• ASSIGNMENT
Reproduce all the data, character for character.

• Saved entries
PR #3087, opened 2021-11-01
Detect host and port number from babashka nREPL conn msg

### LINKED ISSUE #3086: Can't jack-in to babashka
## Expected behavior
Open a client repl buffer to the babashka nREPL server.

## Actual behavior
The babashka nREPL-server is started but CIDER fails to connect displaying a message

`[nREPL] Starting server via /usr/local/bin/bb nrepl-server`

Open any `bb.edn` file and `M-x cider-jack-in-clj`

### CIDER version information

```
;; CIDER 1.2.0snapshot (package: 20211028.1231), nREPL 0.9.0-beta3
;; Clojure 1.10.3, Java 1.8.0_131
```

Issue is that CIDER can't detect babashka's nREPL port number from its opening message.

patch to follow.

ikappaki:
Hi,

could you please consider fix for jacking-in into the babashka prompt. 

There appears to be an issue with the current code, that the nrepl client can't parse the port of host number from the babashka nREPL opening message ([as defined in babashka nrepl code](https://github.com/babashka/babashka.nrepl/blob/fa3a55ae58f7bcbcfcfaf10fab98b412220f733f/src/babashka/nrepl/server.clj#L34)) , example:

```
Started nREPL server at 127.0.0.1:1667
For more info visit: https://book.babashka.org/#_nrepl
```

which is a differnet format from the standard clojure nREPL opening message, example:

```
nREPL server started on port 57721 on host localhost - nrepl://localhost:57721
```

The patch combines the two into a single regexp using a shy group:
```emacs-lisp
"\\(?:nREPL server started on port \\(?1:[0-9]+\\)\\|Started nREPL server at \\(?2:.*?\\):\\(?1:[0-9]+\\)\\)"
```

I can further refactor it if required.

Fixes #3086.

Thanks,

### DIFF
--- a/nrepl-client.el
+++ b/nrepl-client.el
@@ -1043,6 +1043,20 @@ been determined."
                (propertize cmd 'face 'font-lock-keyword-face))
       serv-proc)))
 
+(defconst nrepl-listening-address-regexp
+  (rx (or
+       ;; standard
+       (and "nREPL server started on port " (group-n 1 (+ (any "0-9"))))
+       ;; babashka
+       (and "Started nREPL server at "
+            (group-n 2 (+? any)) ":" (group-n 1 (+ (any "0-9"))))))
+  "A regexp to search an nREPL's stdout for the address it is listening on.
+
+If it matches, the address components can be extracted using the following
+match groups:
+1  for the port, and
+2  for the host (babashka only).")
+
 (defun nrepl-server-filter (process output)
   "Process nREPL server output from PROCESS contained in OUTPUT."
   ;; In Windows this can be false:
@@ -1062,8 +1076,7 @@ been determined."
               (set-window-point win (point)))))
         ;; detect the port the server is listening on from its output
         (when (and (null nrepl-endpoint)
-                   (string-match "\\(?:nREPL server started on port \\(?1:[0-9]+\\)\\|Started nREPL server at \\(?2:.*?\\):\\(?1:[0-9]+\\)\\)"
-                                 output))
+                   (string-match nrepl-listening-address-regexp output))
           (let ((host (or (match-string 2 output)
                           (file-remote-p default-directory 'host)
                           "localhost"))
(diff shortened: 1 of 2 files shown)


nrepl-client.el
```diff
@@ -1062,10 +1062,13 @@ been determined."
               (set-window-point win (point)))))
         ;; detect the port the server is listening on from its output
         (when (and (null nrepl-endpoint)
-                   (string-match "nREPL server started on port \\([0-9]+\\)" output))
-          (let ((port (string-to-number (match-string 1 output))))
-            (setq nrepl-endpoint (list :host (or (file-remote-p default-directory 'host)
-                                                 "localhost")
+                   (string-match "\\(?:nREPL server started on port \\(?1:[0-9]+\\)\\|Started nREPL server at \\(?2:.*?\\):\\(?1:[0-9]+\\)\\)"
```
vemv, line 1065: It would sound sensible to extract this bit to a defun that would be unit-tested (for both the traditional and bb formats)

bbatsov:
I've noticed the problem, but I wasn't sure if @borkdude wasn't going to just align the format to the standard one. I guess we still have to support their old format, though, so the patch is most welcome.

nrepl-client.el
bbatsov: Yeah, that'd be nice indeed.

ikappaki: sure, will do. Currently there's only indirect test coverage for the existing case.

borkdude:
@bbatsov I think changing the current message would break tooling that people already wrote and also creates a divide between older bb versions and newer bb versions, so I'd rather just let it be this way. For newer SCI-based nREPLs I'll go with the "lein" format, nbb has already done this.

vemv (approved):
Very neat! TIL about `rx` :)

nrepl-client.el
ikappaki: Done. Moved regexp to a const, and added some tests for the three types I could think of
1. the standard output (lein, deps.edn).
2. babashka.
3. shadow-cljs.

ikappaki:
> 
> 
> Very neat! TIL about `rx` :) 
`rx` :fire:

bbatsov:
Thanks!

• REPLY
PR #3087, opened 2021-11-01
Detect host and port number from babashka nREPL conn msg

### LINKED ISSUE #3086: Can't jack-in to babashka
## Expected behavior
Open a client repl buffer to the babashka nREPL server.

## Actual behavior
The babashka nREPL-server is started but CIDER fails to connect displaying a message

`[nREPL] Starting server via /usr/local/bin/bb nrepl-server`

Open any `bb.edn` file and `M-x cider-jack-in-clj`

### CIDER version information

```
;; CIDER 1.2.0snapshot (package: 20211028.1231), nREPL 0.9.0-beta3
;; Clojure 1.10.3, Java 1.8.0_131
```

Issue is that CIDER can't detect babashka's nREPL port number from its opening message.

patch to follow.

ikappaki:
Hi,

could you please consider fix for jacking-in into the babashka prompt. 

There appears to be an issue with the current code, that the nrepl client can't parse the port of host number from the babashka nREPL opening message ([as defined in babashka nrepl code](https://github.com/babashka/babashka.nrepl/blob/fa3a55ae58f7bcbcfcfaf10fab98b412220f733f/src/babashka/nrepl/server.clj#L34)) , example:

```
Started nREPL server at 127.0.0.1:1667
For more info visit: https://book.babashka.org/#_nrepl
```

which is a differnet format from the standard clojure nREPL opening message, example:

```
nREPL server started on port 57721 on host localhost - nrepl://localhost:57721
```

The patch combines the two into a single regexp using a shy group:
```emacs-lisp
"\\(?:nREPL server started on port \\(?1:[0-9]+\\)\\|Started nREPL server at \\(?2:.*?\\):\\(?1:[0-9]+\\)\\)"
```

I can further refactor it if required.

Fixes #3086.

Thanks,

### DIFF
--- a/nrepl-client.el
+++ b/nrepl-client.el
@@ -1043,6 +1043,20 @@ been determined."
                (propertize cmd 'face 'font-lock-keyword-face))
       serv-proc)))
 
+(defconst nrepl-listening-address-regexp
+  (rx (or
+       ;; standard
+       (and "nREPL server started on port " (group-n 1 (+ (any "0-9"))))
+       ;; babashka
+       (and "Started nREPL server at "
+            (group-n 2 (+? any)) ":" (group-n 1 (+ (any "0-9"))))))
+  "A regexp to search an nREPL's stdout for the address it is listening on.
+
+If it matches, the address components can be extracted using the following
+match groups:
+1  for the port, and
+2  for the host (babashka only).")
+
 (defun nrepl-server-filter (process output)
   "Process nREPL server output from PROCESS contained in OUTPUT."
   ;; In Windows this can be false:
@@ -1062,8 +1076,7 @@ been determined."
               (set-window-point win (point)))))
         ;; detect the port the server is listening on from its output
         (when (and (null nrepl-endpoint)
-                   (string-match "\\(?:nREPL server started on port \\(?1:[0-9]+\\)\\|Started nREPL server at \\(?2:.*?\\):\\(?1:[0-9]+\\)\\)"
-                                 output))
+                   (string-match nrepl-listening-address-regexp output))
           (let ((host (or (match-string 2 output)
                           (file-remote-p default-directory 'host)
                           "localhost"))
(diff shortened: 1 of 2 files shown)


nrepl-client.el
```diff
@@ -1062,10 +1062,13 @@ been determined."
               (set-window-point win (point)))))
         ;; detect the port the server is listening on from its output
         (when (and (null nrepl-endpoint)
-                   (string-match "nREPL server started on port \\([0-9]+\\)" output))
-          (let ((port (string-to-number (match-string 1 output))))
-            (setq nrepl-endpoint (list :host (or (file-remote-p default-directory 'host)
-                                                 "localhost")
+                   (string-match "\\(?:nREPL server started on port \\(?1:[0-9]+\\)\\|Started nREPL server at \\(?2:.*?\\):\\(?1:[0-9]+\\)\\)"
```
vemv, line 1065: It would sound sensible to extract this bit to a defun that would be unit-tested (for both the traditional and bb formats)

bbatsov:
I've noticed the problem, but I wasn't sure if @borkdude wasn't going to just align the format to the standard one. I guess we still have to support their old format, though, so the patch is most welcome.

nrepl-client.el
bbatsov: Yeah, that'd be nice indeed.

ikappaki: sure, will do. Currently there's only indirect test coverage for the existing case.

borkdude:
@bbatsov I think changing the current message would break tooling that people already wrote and also creates a divide between older bb versions and newer bb versions, so I'd rather just let it be this way. For newer SCI-based nREPLs I'll go with the "lein" format, nbb has already done this.

vemv (approved):
Very neat! TIL about `rx` :)

nrepl-client.el
ikappaki: Done. Moved regexp to a const, and added some tests for the three types I could think of
1. the standard output (lein, deps.edn).
2. babashka.
3. shadow-cljs.

ikappaki:
> 
> 
> Very neat! TIL about `rx` :) 
`rx` :fire:

bbatsov:
Thanks!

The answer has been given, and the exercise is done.